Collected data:
+--

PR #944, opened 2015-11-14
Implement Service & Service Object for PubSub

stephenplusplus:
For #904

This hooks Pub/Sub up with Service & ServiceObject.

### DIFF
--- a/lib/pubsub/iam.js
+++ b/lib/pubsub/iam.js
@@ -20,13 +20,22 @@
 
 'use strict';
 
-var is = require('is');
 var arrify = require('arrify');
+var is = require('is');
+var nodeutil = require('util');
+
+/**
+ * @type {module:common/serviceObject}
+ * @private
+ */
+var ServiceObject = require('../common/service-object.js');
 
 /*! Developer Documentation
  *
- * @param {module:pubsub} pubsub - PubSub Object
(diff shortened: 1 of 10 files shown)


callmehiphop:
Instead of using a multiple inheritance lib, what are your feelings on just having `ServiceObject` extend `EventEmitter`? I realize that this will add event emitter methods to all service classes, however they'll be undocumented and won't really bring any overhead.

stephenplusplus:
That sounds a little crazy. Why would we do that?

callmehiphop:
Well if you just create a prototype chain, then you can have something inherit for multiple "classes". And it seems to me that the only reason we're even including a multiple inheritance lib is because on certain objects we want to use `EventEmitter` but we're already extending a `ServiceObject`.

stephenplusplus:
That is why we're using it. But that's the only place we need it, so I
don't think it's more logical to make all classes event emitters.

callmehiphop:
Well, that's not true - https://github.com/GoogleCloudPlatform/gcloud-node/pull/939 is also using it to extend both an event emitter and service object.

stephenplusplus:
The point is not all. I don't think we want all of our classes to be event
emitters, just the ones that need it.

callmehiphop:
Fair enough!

+--

_What you need to do_
Copy exactly the lines above, from the one containing "don't think it's" through the very last line.

_Answer_
don't think it's more logical to make all classes event emitters.

callmehiphop:
Well, that's not true - https://github.com/GoogleCloudPlatform/gcloud-node/pull/939 is also using it to extend both an event emitter and service object.

stephenplusplus:
The point is not all. I don't think we want all of our classes to be event
emitters, just the ones that need it.

callmehiphop:
Fair enough!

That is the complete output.